Harman G S, Omura G A, Ryan K, Hainsworth J D, Cramer M B, Hahne W F
University of Iowa Hospitals and Clinics, Iowa City 52242, USA.
Cancer Chemother Pharmacol. 1996;38(4):323-8. doi: 10.1007/s002800050490.
Intravenous dolasetron has been shown to be an effective antiemetic agent in patients receiving high-dose cisplatin-containing chemotherapy. Previous studies have suggested that 1.8 mg/kg is an optimal dose for achieving control of emesis and nausea. The objective of this study was to compare the efficacy and safety of a single intravenous (IV) dose of dolasetron with an equal divided multiple dose.
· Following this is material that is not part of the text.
Issue #849, opened 2025-06-23
Styles/themes are not consistently managed across the application


judah-sotomayor:
Many elements use hardcoded color values.

<img width="1013" alt="Image" src="https://github.com/user-attachments/assets/1b4d79f9-73a4-4504-8aaf-4d341ab91131" />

In this randomized, double-blind, parallel-group, multicenter study, the efficacy and safety of a single 1.8-mg/kg dose of dolasetron given 30 min prior to high-dose cisplatin ( > or = 80 mg/m2) chemotherapy was compared with the same total amount of dolasetron administered in three separate doses (0.6 mg/kg each) over a 12-h interval commencing 30 min prior to beginning chemotherapy and ending 11.5 h later. Antiemetic efficacy, safety, and tolerability were compared in 55 patients with various malignancies during the 24 h following the initiation of chemotherapy. The number of emetic episodes was the primary efficacy parameter.
A single IV dose of dolasetron was generally more effective than a multiple-dose regimen in all measures of efficacy. There was a larger proportion of complete responders in the single-dose group compared with the multiple-dose group (48% vs 23%), although this difference did not reach statistical significance. Compared with the multiple-dose group, patients who received a single dose of dolasetron had a significantly (P = 0.034) longer median time to the first emetic episode (10.1 h vs > 24 h, respectively). Overall, 53% of patients had either a complete response or a major response to dolasetron, and only 40% of the total patient population received escape antiemetic medication in the 24 h after cisplatin administration. Except for headache, adverse events were similar with both regimens and were generally of mild or moderate intensity; no serious adverse events occurred. Neither dolasetron treatment regimen was associated with any clinically important events, trends in laboratory variables, or differences in safety profile.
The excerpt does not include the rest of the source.